**Requirement:** Reproduce the listing below exactly, from its first line down to and including the line with "into build output.".

--

PR #811, opened 2026-04-10
fix: resolve code scanning security alerts

HangyiWang:
https://github.com/Azure/azure-iot-cli-extension/security/code-scanning

- Added `is_eventhub_connection_string()` helper in `common/utility.py` that parses the `Endpoint=` hostname via `urlparse` and validates it ends with `.servicebus.windows.net`, replacing loose `in` substring checks.
- Updated `iothub/providers/discovery.py` and `monitor/builders/hub_target_builder.py` to use the new helper.

- Added `permissions: {}` at the top level of 6 workflow files to enforce least-privilege token permissions.
- Suppressed `CKV_GHA_7` with inline comments — inputs are typed booleans controlling flow, not injected into build output.

- Fixed `central/commands_api_token.py`: replaced bare `try/except/pass` with safe `get_enum_keys` pattern.
- Fixed `central/commands_device.py`: replaced bare `pass` with `logger.debug()` for skipped devices.
- Suppressed 7 legitimate cleanup/fallback patterns with `# nosec B110`.

- Added missing `__init__.py` files in 11 directories to fix `test_package_init` test.


azext_iot/common/utility.py
```diff
@@ -574,6 +574,25 @@ def find_between(s, start, end):
...
+def is_eventhub_connection_string(cs: str) -> bool:
+    """Check if a connection string is an Event Hub connection string.
+
+    Validates that the string contains 'EntityPath=' and that the
+    Endpoint hostname ends with '.servicebus.windows.net'.
+    """
+    if "EntityPath=" not in cs:
+        return False
+    try:
+        # Extract the Endpoint value: Endpoint=sb://<host>/;...
```
digimaun: _azure.py already has _parse_connection_string() / parse_event_hub_connection_string() which uses split("=", 1) and handles edge cases better, can we not re-use these.

digimaun: also _parse_connection_string does a case insensitive check

.github/workflows/stage_release.yml
```diff
@@ -1,11 +1,17 @@
 name: "[auto] Draft Github Release"
+permissions: {}
 
 on:
   workflow_call:
 
 jobs:
   create_draft_release:
-    runs-on: [self-hosted, 1ES.Pool=iotupx-iot-cli-github-hosted-pool, 1ES.ImageOverride=Ubuntu20.04Compliant]
+    runs-on:
```
digimaun, line 9: More consistent with code base
```
runs-on:
  - self-hosted
  - 1ES.Pool=iotupx-iot-cli-github-hosted-pool
  - 1ES.ImageOverride=Ubuntu20.04Compliant
```

.github/workflows/trigger_ado_int_tests.yml
```diff
@@ -1,4 +1,6 @@
+# checkov:skip=CKV_GHA_7:workflow_dispatch inputs are typed booleans controlling test selection, not injected into build output
 name: Run Azure DevOps Integration Tests
```
digimaun, line 2: Unlike the other workflow files in this PR, none of the three jobs here (call-ado-pipeline, wait-for-completion, CancelPipeline) define job-level permissions. They don't check out code so they likely don't need contents: read, but worth confirming none of the steps (e.g., az pipelines run, the curl cancel call) rely on a GITHUB_TOKEN with specific scopes. If they don't, adding an explicit permissions: {} at the job level would be more intentional and consistent with the pattern in the other workflow files.

.github/workflows/conventional_pr.yml
```diff
@@ -1,12 +1,8 @@
...
-    types: [
-        opened,
-        edited,
-        ready_for_review,
-        reopened,
-    ]
+    types: [opened, edited, ready_for_review, reopened]
 jobs:
   verify_title:
     runs-on: ubuntu-latest
```
digimaun, line 9: nit, similar the comment in trigger_ado_int_tests.yml, adding permissions: {} at the verify_title job level would be more intentional and consistent with the other changes

.github/workflows/release_workflow.yml
```diff
@@ -1,5 +1,7 @@
+# checkov:skip=CKV_GHA_7:workflow_dispatch inputs are typed booleans controlling release flow, not injected into build output
```
digimaun: Does this suppression work if its not at a resource scope level, and placed at the top of the file?

azext_iot/common/utility.py
HangyiWang: ok i see

.github/workflows/stage_release.yml
HangyiWang: updated

.github/workflows/trigger_ado_int_tests.yml
HangyiWang: kk added

.github/workflows/conventional_pr.yml
HangyiWang: added

digimaun (approved):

--

**Written response:**
PR #811, opened 2026-04-10
fix: resolve code scanning security alerts

HangyiWang:
https://github.com/Azure/azure-iot-cli-extension/security/code-scanning

- Added `is_eventhub_connection_string()` helper in `common/utility.py` that parses the `Endpoint=` hostname via `urlparse` and validates it ends with `.servicebus.windows.net`, replacing loose `in` substring checks.
- Updated `iothub/providers/discovery.py` and `monitor/builders/hub_target_builder.py` to use the new helper.

- Added `permissions: {}` at the top level of 6 workflow files to enforce least-privilege token permissions.
- Suppressed `CKV_GHA_7` with inline comments — inputs are typed booleans controlling flow, not injected into build output.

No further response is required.